◆ The problem: Each line of the entries that mentions the string "https" needs to be reported.

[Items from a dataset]
────

PR #7238, opened 2026-06-23
CRT-1120 Resolve computed type aliases in api-ref via TS checker

iMoses:
https://ag-grid.atlassian.net/browse/CRT-1120

Build a `ts.Program`/`TypeChecker` in the docs reference generator so non-structural type aliases (mapped / conditional / indexed-access) that reduce to a literal union are expanded into their concrete values instead of being emitted as unrenderable raw text.

`AgThemeColorParam` (`ColorKeys<Required<AgChartThemeParams>>`) previously resolved to an interface with no members, so its api-ref row expanded empty — hence the stop-gap that hid it. The generator now flattens it to the concrete union of theme-param keys, and that stop-gap (`hiddenInterfaces` entry) is removed.

Changes:
- `type-mapper.ts`: construct a `ts.Program` + `TypeChecker` (compiler options from the nearest tsconfig); iterate inputs in their original order so the resolver's order-sensitive generics handling is unchanged.
- `type-utils.ts`: thread an optional `checker` through `formatNode`; new gated `expandComputedType` emits a literal union only when a computed alias genuinely reduces to one, otherwise falls back to existing behaviour.
- `executor.ts`: pass input file paths (not contents) to `TypeMapper`.
- `apiReferenceHelpers.ts`: drop `AgThemeColorParam` from `hiddenInterfaces`.

Regenerating the resolved interfaces changes exactly three keys — all computed types: `AgThemeColorParam` and `SeriesType` now resolve to concrete literal unions, and the internal `ColorKeys` helper sheds a leaked generic binding. Everything else is byte-identical. The independent `compare-types` path (raw-text, no checker) is unaffected.

Note: the expanded `AgThemeColorParam` includes `focusShadow`/`popupShadow` because `CssColor` and `CssShadow` are both bare `string` aliases, so they are structurally assignable to `AgCssColorOrRef`. This is the true type semantics; tightening it would require distinct branding in `ag-charts-types` (out of scope).

Fix #CRT-1120

### DIFF
--- a/external/ag-website-shared/src/components/reference-documentation/ApiReference.module.scss
+++ b/external/ag-website-shared/src/components/reference-documentation/ApiReference.module.scss
@@ -182,7 +182,11 @@
         margin-top: $spacing-size-3;
         width: 100%;
 
-        .expandedChildProps & {
+        // When the row stacks, the right column drops onto its own line beneath the side-line that
+        // marks the expansion. Indent it past the line so the description and toggle button clear it,
+        // matching the type meta above. Both expanded variants draw the line, so both need the indent.
+        .expandedChildProps &,
+        .expandedUnionTypes & {
             padding-left: $spacing-size-6;
         }
     }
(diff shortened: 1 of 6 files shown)


iMoses:
image

alantreadway (approved):

PR #7242, opened 2026-06-23
CRT-1125 [CLAUDE] Drive focus indicator via native focus({ focusVisible })

olegat:
https://ag-grid.atlassian.net/browse/CRT-1125

Move focus-visibility state tracking out of the library and into the browser by using the experimental `focusVisible` option of `HTMLElement.focus()`.

Previously the focus indicator was shown/hidden via an inline `opacity` override on the swap-chain announcer, with `:focus-visible` only read once (via getComputedStyle) on the first focus event. This was flimsy and never forwarded the desired visibility across announcer swaps.

Now:
  - The first focus-frame defers to the browser's `:focus-visible` decision.
  - A mouse-click on the focused series-area forces the indicator hidden, and a keydown forces it visible, by re-focusing the already-focused announcer with `focus({ focusVisible })`. This is a no-op refocus, so it updates `:focus-visible` without swapping announcers or re-announcing to screenreaders. Re-announcement still happens only when the focused content changes.
  - Blur returns to the "waiting for first focus-frame" state.
  - The desired `focusVisible` is persisted on the swap chain and forwarded on every announcer swap, so the indicator no longer flickers during keyboard navigation.

`FocusIndicator.overrideFocusVisible` (the inline-opacity hack) is replaced by `setDesiredFocusVisible`; the public `chartService.overrideFocusVisible` contract name is retained.

lib.dom (TS 5.8) does not yet type `focusVisible` on `FocusOptions`, so a local `FocusOptionsExperimental` type adds it. A static assertion guards the workaround and fails to compile once the bundled TS lib gains `focusVisible` natively, signalling that the local type can be removed.

Note: this is an experimental branch; the two-latest-major-versions browser support policy is intentionally relaxed (Safari < 18.4 lacks `focusVisible`).

### DIFF
--- a/packages/ag-charts-community/src/chart/chart.ts
+++ b/packages/ag-charts-community/src/chart/chart.ts
@@ -636,7 +636,7 @@ export abstract class Chart extends Observable implements ModuleInstance, ChartS
     }
 
     overrideFocusVisible(visible: boolean | undefined): void {
-        this.seriesAreaManager.focusIndicator?.overrideFocusVisible(visible);
+        this.seriesAreaManager.focusIndicator?.setDesiredFocusVisible(visible);
     }
 
     // Use a wrapper to comply with the @typescript-eslint/unbound-method rule.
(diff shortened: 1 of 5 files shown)


olegat:
Closing - e2e playwright test failure suggest that this approach will not work.

PR #7244, opened 2026-06-23
AG-17518 Add e2e tests for axes/series expansion in api-ref panel

iMoses:
https://ag-grid.atlassian.net/browse/AG-17518

Adds CI coverage for the API reference right-hand-side panel, asserting that expanding the `axes` and `series` nodes does not throw the *"Avoid using type-literals in user facing typings…"* error. All tests run under `setupIntrinsicAssertions`, which fails on any `pageerror`/console error, so the type-literals error is caught wherever a node is expanded.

────

◆ Answer to this exercise:
https://ag-grid.atlassian.net/browse/CRT-1120
https://ag-grid.atlassian.net/browse/CRT-1125
https://ag-grid.atlassian.net/browse/AG-17518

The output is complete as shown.